# How to get a big Hollywoodish mix?



## trifidmaster (Nov 18, 2006)

I try to achieve a sound like:

http://www.eastwestsamples.com/details.php?cd_index=1030 and listen to the 1st track: *After the fall*

I have many of those samples, and even more, so that is not an issue.

Any advice is very much welcome.


----------



## immortalgropher (Feb 16, 2010)

In all honesty, the best answer is to use your ears....

Without a sample of what you're working on, it's hard to say what you may want to do.


----------



## chonc (Jun 9, 2009)

I agree with Astral Plane. If you have a mix already done and think that there's something missing to have a big sound, it is best to hear your work in progress so that you can have the best advice.
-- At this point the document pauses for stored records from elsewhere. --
PR #4288, opened 2017-09-05
Reactions

gdpelican:


robguthrie:
I feel much better knowing the reactions will meet basic a11y requirements now.

There are a few more things to test out here.. And I think I have energy to make a non english based way to find emoji (classic category tabs and scrolling). But if we make everything else production ready, I won't hold up the train.

gdpelican:
@robguthrie Could you push up your changes for this branch plz?

PR #4291, opened 2017-09-05
display title of poll being voted upon

robguthrie:


gdpelican:
Ack sorry I just sniped this one. I did just the poll type, but happy for this one to go in instead.

robguthrie:
Cool. Yea I think title is critical to improving this.

PR #4300, opened 2017-09-13
make app themeable

robguthrie:


angular/core/components/navbar/navbar.scss
```diff
@@ -1,4 +1,22 @@
 .lmo-navbar {
+  .navbar__logo-bg {
+    background-repeat: no-repeat;
+    background-position: center;
+    background-size: auto 20px;
+  }
+
+  // @media only screen and (min-width: 768px) {
```
gdpelican: I reckon just lose these; we won't miss em.

angular/core/components/poll_page/poll_page_controller.coffee
```diff
@@ -1,13 +1,12 @@
 angular.module('loomioApp').controller 'PollPageController', ($scope, $rootScope, $routeParams, MessageChannelService, Records, $location, ModalService, PollService, PollCommonOutcomeModal, PollCommonEditVoteModal, PollCommonShareModal, Session) ->
-  $rootScope.$broadcast('currentComponent', { page: 'pollPage', skipScroll: true })
```
gdpelican: I can't help but feel there's some reason for this being pre-model load. Could you ensure that this still works properly for, say, loading a private discussion while logged out?

angular/core/css/1_base.scss
```diff
@@ -28,3 +28,7 @@ a {
   color: $link-color;
   text-decoration: none;
 }
+
+*:focus {
+    outline: none;
```
gdpelican: I'm seeing some a11y complaints about this one:

http://www.outlinenone.com/
http://a11yproject.com/posts/never-remove-css-outlines/

angular/core/root_controller.coffee
```diff
@@ -26,7 +26,16 @@ angular.module('loomioApp').controller 'RootController', ($scope, $timeout, $loc
     IntercomService.boot()
     MessageChannelService.subscribe()
 
+  setTitle = (title) ->
+    document.querySelector('title').text = _.trunc(title, 300) + ' | Loomio'
+    Session.pageTitle = title
+
   $scope.$on 'currentComponent', (event, options = {}) ->
+    if options.titleKey
```
gdpelican: a possible alternative:
```
setTitle(options.title or $translate.instant(options.titleKey))
```

angular/core/root_controller.coffee
```diff
@@ -26,7 +26,16 @@ angular.module('loomioApp').controller 'RootController', ($scope, $timeout, $loc
     IntercomService.boot()
     MessageChannelService.subscribe()
 
+  setTitle = (title) ->
+    document.querySelector('title').text = _.trunc(title, 300) + ' | Loomio'
```
gdpelican: I've just thought that a better way to do this would be
```
%title {{ pageTitle }}
```
in application/index.html.haml,

then 
```
$scope.pageTitle = "#{_.trunc(title, 300)} | Loomio"
```

rather than relying on querySelector

gdpelican: Also, there's a bit of discomfort around where our 'grab bag' goes at the moment... sometimes it's AppConfig, other times Session, and I'm not sure which is better (or which means which).

I'd be tempted here to do
```
$rootScope.$broadcast 'pageTitle', title
```
```
# navbar.coffee
$scope.$on 'pageTitle', (_, title) -> $scope.title = title
```

to avoid a global state if we don't need one

app/models/formal_group.rb
```diff
@@ -53,7 +53,7 @@ class FormalGroup < Group
   has_attached_file    :logo,
                        url: "/system/groups/:attachment/:id_partition/:style/:filename",
                        styles: { card: "67x67#", medium: "100x100#" },
-                       default_url: 'default-logo-:style.png'
+                       default_url: AppConfig.theme[:default_group_logo_src]
```
gdpelican: Hm, do we care that we're losing our default image sizing here?
(ie, normally you'd be able to get `default-logo-small`, `default-logo-medium`, etc.)

How big is the default group logo src image size?

public/stylesheets/error_page.css
```diff
@@ -14,7 +14,7 @@ h1 {
 }
 
 #header {
-    background-image: url("/assets/loomio-orange.png");
+    background-image: url("/theme/large_logo.png");
     background-repeat: no-repeat;
     height: 150px;
     text-indent: -999em;
```
gdpelican: I think the 'mascot.gif' is the wrong one to move (I don't believe we use that asset anywhere)... we want 'public/img/mascot.png' instead (which is used in the oauth apps and for the auth modal and slack pages). I'd also be happy to do this without customizing the mascot for now.

app/models/formal_group.rb
robguthrie: Na, we don't care. It's 826 bytes

public/stylesheets/error_page.css
robguthrie: yea, I backtracked on that and hoped you'd spot where I did not clean up properly

robguthrie: so well done

angular/core/components/poll_page/poll_page_controller.coffee
robguthrie: Ok, that test seems to work fine.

If, on the other hand, you are to begin a project and want to start with the best foot there are some things you should take in consideration:

First you should be very well informed in the way you orchestrate, maybe even have some knowledge of orchestration for real instruments. 
Each virtual instrument or sample collection has its own nuisances, so you emulate the performance in different ways. 
There is a book named Midi Orchestration, I can't remember the author, but I'm sure it's not difficult to get. That is a good start point.

Second: if you listen carefully to any demo of any sample collection you'll notice that the composer works well within the limitations of any given sample collection or virtual instrument. There is not a perfect orchestra "emulator", so you have to know the limitations because the moment that you exceed that limitation your musical arrangement will sound fake no matter how well your final mix sounds. Other things that a demo composer always do is highlight the instrument strong qualities. You should do that always too. If a particular virtual instrument has, for example, a nice realistic sample of a french horn crescendo, then you should incorporate that to your composition.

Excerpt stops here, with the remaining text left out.